Question

In Exercises \(13-16,\) verify that \(\int f(u) d u \neq \int f(u) d x\) $$f(u)=\sin u\( and \)u=4 x$$

Short answer

After evaluating and comparing, it's confirmed that \(\int f(u) du != \int f(u) dx\) where \(f(u) = \sin u\) and \(u = 4x\). Specifically, \(-\cos u + C != -\cos (4x)/4 + C\).

Step-by-step solution

Evaluate \(\int f(u) du\)

First, integrate the function \(f(u) = \sin u\) with respect to \(u\). The integral of \(\sin u\) with respect to \(u\) is \(-\cos u\). Therefore, \(\int f(u) du = -\cos u + C\), where \(C\) is the constant of integration.

Transform the function \(f(u)\) in terms of \(x\)
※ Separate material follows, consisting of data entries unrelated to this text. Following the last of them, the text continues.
Issue #1052, opened 2025-08-13
[Feature]: config 配置需要使用登录concurrent设置>1 问题


aceHubert:
### What problem does this feature solve?

<img width="819" height="384" alt="Image" src="https://github.com/user-attachments/assets/65f563c4-bd7f-4215-8ca9-51ecc886bd78" />
concurrent 怎么在 login 之后有效啊？

### What does the proposed API look like?

把files 拆分成post_xxx 可单独配置

PR #2710, opened 2026-06-24
feat(cli): run a setup script before parallel yaml tasks

### LINKED ISSUE #2031: [Feature]: Support serial pre-tasks (e.g. login) + parallel yaml tasks with shared browser context
### Feature Description

In real-world automation scenarios, we often have **stateful pre-tasks** (e.g. login)
followed by **multiple independent business scenarios** that can safely run in parallel
*after* the authenticated state is established.

Midscene YAML runner currently supports:

- `concurrent > 1` for parallel execution
- `shareBrowserContext: true` for sharing cookies / storage

However, these two options conflict when YAML scripts have **implicit dependencies**.

---

### Problem

Consider the following YAML scripts:

- `login.yaml` — authenticate user and establish session
- `search.yaml` — search data after login
- `report.yaml` — view or generate reports after login
- `settings.yaml` — read or update user settings after login

When running them together with:

```yaml
shareBrowserContext: true
concurrent: 3
```

the actual behavior is:

All YAML scripts start at the same time

search.yaml, report.yaml, or settings.yaml may execute
before login is completed

This leads to nondeterministic failures, such as:

- being redirected to login page
- missing permissions
- inconsistent assertions

### What does the proposed API look like?

```yaml
setupFiles:
  - login.yaml

files:
  - search.yaml
  - report.yaml
  - settings.yaml

shareBrowserContext: true
concurrent: 3
```

quanru:
## Background

Resolves #2031.

The YAML batch runner already supports `concurrent > 1` and `shareBrowserContext: true`, but they conflict when scripts have an implicit dependency: every script starts at once, so a login script may finish *after* the business scripts that depend on it.

This PR adds a `setup` script that runs **before** the parallel main scripts, while sharing the same browser context.

## What changed

- **`setup` config option** (`MidsceneYamlConfig` + `BatchRunnerConfig`): a single YAML script executed before the main `files`. A glob/relative path is supported but must resolve to exactly one file.
- **Shared context**: the setup and main scripts reuse the same `browser` / shared `page`, so state established during setup (e.g. a login) is visible to every main script.
- **Fail-fast semantics**: a setup failure aborts the whole batch; the failing setup is recorded as `failed` and all main scripts are reported as `notExecuted`. This holds regardless of `continueOnError`, since the main scripts rely on the prerequisite state.
- **Validation, enforced at two layers**:
  - Config layer (`config-factory`): `setup` requires `shareBrowserContext: true`, otherwise it throws — the setup result cannot reach the main scripts without a shared context.
  - Executor layer (`YamlBatchExecutor`): the same invariant is re-checked, plus a guard that rejects a YAML file used as both the setup and a main file (which would otherwise reuse one already-finished player keyed by resolved path).
- **CLI flag `--setup <file>`**: a single setup script on the command line.
- **Execution plan output**: the setup script is listed separately as `Setup script:`.

### Example — config file

```yaml
setup: ./scripts/login.yaml

files:
  - ./scripts/search.yaml
  - ./scripts/report.yaml
  - ./scripts/settings.yaml

shareBrowserContext: true
concurrent: 3
```

### Example — command line

```bash
midscene \
  --setup ./scripts/login.yaml \
  --files ./scripts/search.yaml ./scripts/report.yaml ./scripts/settings.yaml \
  --share-browser-context \
  --concurrent 3
```

## Note on rstest

This "shared context + parallel" path is driven by the CLI's own `p-limit` batch executor (rstest only hosts the single batch test), so the setup-then-parallel orchestration lives entirely in our code — rstest was not touched.

## Tests

- `config-factory.test.ts`: `setup` resolution order, undefined when absent, error when it matches zero or multiple files, and the `shareBrowserContext` validation (pass + throw) for both `createConfig` and `createFilesConfig`.
- `batch-runner.test.ts`: setup runs before the main scripts and all succeed; a setup failure aborts and leaves the main scripts not executed; the executor throws when `setup` is set without `shareBrowserContext`; the executor throws when a file is both the setup and a main file.
- `cli-utils.test.ts`: `--setup` argument parsing.

## Docs

- `apps/site/docs/{en,zh}/yaml-script-runner.mdx`: documented the `--setup` flag and the setup-then-parallel config example (bilingual).

## Validation

- `pnpm run lint` — clean (1263 files)
- `npx nx test cli` — 191 passed
- `npx nx build cli` — passed (type-checked)


yuyutaotao (approved):

quanru:
close https://github.com/web-infra-dev/midscene/issues/1052

PR #2720, opened 2026-06-25
feat(ios): source frameSequence frames from WDA MJPEG stream

quanru:
## Background

`frameSequence` works well on Android because its `screenshotBase64()` pulls the latest frame from a continuously-running **scrcpy** video stream (near-instant). On **iOS**, `screenshotBase64()` goes through WDA's `takeScreenshot()` — a full per-call capture that is too slow to sample a short time window densely, so the effective frame spacing becomes `captureLatency + intervalMs` and short-lived UI (toasts) slips through the gaps.

Key point: iOS **already runs WDA's native MJPEG server** (`mjpegStreamUrl`, with `mjpegServerFramerate`/`mjpegServerScreenshotQuality` configured) — the iOS analog of scrcpy. It just wasn't wired into frame capture. This PR consumes it as a fast frame source.

Targets `feat/frame-sequence-transient-ui` (the frameSequence feature branch).

## What this PR does

- **core (device)**: add an optional `AbstractInterface.captureFrameSequence({count, intervalMs, abortSignal})` — a fast multi-frame capture implemented by devices that maintain a continuous frame stream. Returns data-URL frames in temporal order; may return fewer than requested.
- **core (agent)**: `captureUIContextSequence` prefers `captureFrameSequence` for the earlier frames and captures the representative (last) frame with a normal full-quality screenshot. If the fast source throws or yields nothing, it falls back to the existing sequential `screenshotBase64()` loop. Abort is honored throughout.
- **ios**: `MjpegFrameSource` consumes the WDA MJPEG stream (lazy-started, auto-reconnecting with backoff, stopped on `destroy()`) and keeps the latest decoded JPEG. `IOSDevice.captureFrameSequence` samples it at the requested cadence — pulling is near-instant, so frames land at `intervalMs` instead of `intervalMs + slowScreenshot`.

`screenshotBase64()` (normal locate/asserts) is unchanged — it still uses full-quality `takeScreenshot()`. The MJPEG stream is only used for the multi-frame sampling.

## Why this design

- Mirrors what already makes Android fast (continuous stream → instant latest-frame), instead of optimizing the slow per-call path.
- The fast path is an **optional** capability: Android/web don't implement it and keep working (Android is already fast; web could later implement it over CDP screencast). No behavior change for devices without it.
- Graceful degradation: any stream failure falls back to sequential capture, so correctness is preserved even if the MJPEG server is unavailable.

## Tests

- `packages/ios/tests/unit-test/mjpeg-frame-source.test.ts` — `extractJpegFrames` (single/multiple frames, boundary/header bytes, incomplete frame, split-across-chunks, trailing-FF), plus a streamed `MjpegFrameSource` decoding the latest frame from a mocked fetch stream. 7/7 pass.
- `packages/core/tests/unit-test/agent-frame-sequence.test.ts` — fast-path is used when the device exposes `captureFrameSequence` (earlier frames from stream + one representative screenshot), and falls back to sequential capture when it fails.

## Validation

- `npx tsc --noEmit` for `@midscene/core` and `@midscene/ios` — clean
- `npx nx build core` and `npx nx build ios` — pass
- Core frameSequence suites (20 tests) + iOS `device.test.ts` (54) + new MJPEG tests — pass
- biome lint clean

Note: end-to-end behavior was verified on Android/web in the base PR; the iOS path here is covered by unit tests (no physical iOS device in CI).

### DIFF
--- a/packages/core/src/agent/agent.ts
+++ b/packages/core/src/agent/agent.ts
@@ -459,6 +459,46 @@ export class Agent<
     const { count, intervalMs } =
       this.normalizeFrameSequenceOption(frameSequence);
 
+    // Fast path: devices with a continuous frame stream (e.g. iOS WDA MJPEG)
+    // sample recent frames far faster than repeated screenshotBase64() calls.
+    // We pull the earlier frames from the stream and capture the representative
+    // (last) frame with a normal full-quality screenshot.
+    const fastCapture = this.interface.captureFrameSequence?.bind(
+      this.interface,
+    );
+    if (fastCapture) {
+      try {
+        const earlier = await fastCapture({
+          count: count - 1,
+          intervalMs,
+          abortSignal,
+        });
+        abortSignal?.throwIfAborted();
+        const representative = await this.getUIContext('assert');
+        const frames = [
+          ...earlier.map((frame) =>
+            ScreenshotItem.create(frame.base64, frame.capturedAt),
+          ),
+          representative.screenshot,
+        ];
+        if (frames.length > 1) {
+          return {
+            ...representative,
+            screenshotSequence: frames,
+          };
+        }
+        // Stream yielded no earlier frames; fall through to sequential capture.
+      } catch (error) {
+        if (abortSignal?.aborted) {
+          throw error;
+        }
+        debug(
+          'frame sequence fast path failed, falling back to sequential capture: %s',
+          error,
+        );
+      }
+    }
+
     const frames: ScreenshotItem[] = [];
     let lastContext: UIContext | undefined;
     for (let i = 0; i < count; i++) {
--- a/packages/core/src/device/device-options.ts
+++ b/packages/core/src/device/device-options.ts
@@ -141,6 +141,17 @@ export type IOSDeviceOpt = {
   useWDA?: boolean;
   /** WDA MJPEG server port for real-time screen streaming (default: 9100) */
   wdaMjpegPort?: number;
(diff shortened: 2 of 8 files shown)


quanru:
Follow-up (7d8101dff): the WDA MJPEG frame source is now **opt-in, disabled by default**, mirroring Android scrcpy.

- Enable via `new IOSDevice({ wdaMjpegFrameSource: { enabled: true }, wdaMjpegPort })`. When off (default), `frameSequence` behaves exactly as before — sequential `screenshotBase64()` capture — so there is no behavior change unless explicitly enabled.
- The capability (`captureFrameSequence`) is only attached when enabled, so the agent transparently falls back when it is off.
- **Multi-device concurrency**: the stream URL is built from the existing per-device `wdaMjpegPort` option, so each device streams from its own port (pass a distinct `wdaMjpegPort` per device, just like `wdaPort`). WDA-side MJPEG port forwarding is the user's responsibility, same as the WDA control port.

Added tests for the opt-in gating and the per-device stream URL.

quanru:
Superseded by #2753, which fully incorporates this PR's WDA MJPEG frame source implementation (commits 3bf66f12 and 7d8101df are both included) and extends it: the iOS MJPEG stream is now exposed via the unified `openFrameSource()` interface (replacing the one-shot `captureFrameSequence`), so it powers the new `UIObserver` alongside Android scrcpy and Web CDP.

PR #2726, opened 2026-06-27
fix(playground): respect screenshotIncluded request param for dump/report

### LINKED ISSUE #2539: [Bug]: Playground /execute endpoint returns oversized response causing RangeError: Invalid string length
### Version

```sh
"@midscene/playground": "^1.8.4"
"@midscene/android": "^1.8.4"
"@midscene/shared": "^1.8.4"
```

### Details

Details
When calling the /execute endpoint, the playground server constructs a response with dump and reportHTML fields that include base64-inlined screenshots (inlineScreenshots: true). After a case with multiple actions executes, the response object becomes extremely large (>50MB), causing JSON.stringify to throw RangeError: Invalid string length inside ServerResponse.json().

Stack trace:

RangeError: Invalid string length
    at JSON.stringify (<anonymous>)
    at ServerResponse.json
    at .../dist/lib/server.js:774-783

Root cause found in source code:

node_modules/@midscene/playground/dist/lib/server.js lines 774-783:

const dumpString = agent.dumpDataString({
    inlineScreenshots: true
});
// ...
response.reportHTML = agent.reportHTMLString({
    inlineScreenshots: true
});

Transform the function \(f(u)\) into \(f(x)\) using the substitution \(u = 4x\). This is because the original function is given in terms of \(u\) but we want it in terms of \(x\). Therefore, \(f(x) = \sin (4x)\).

Evaluate \(\int f(u) dx\)

Next, integrate \(f(x) = \sin (4x)\) with respect to \(x\). Using the technique of substitution with \(w = 4x\), we have \(dw = 4dx\), or \(dx = dw/4\). Substituting in the integral, we get \(\int \sin w * dw/4\). The integral of sin is \(-\cos\), so \(\int \sin w * dw/4 = -\cos w/4 + C = -\cos (4x)/4 + C\).

Compare the results

Compare the results of Step 1 and Step 3. It's pretty clear to see that \(-\cos u + C != -\cos (4x)/4 + C\). Hence, it's verified that \(\int f(u) du != \int f(u) dx\).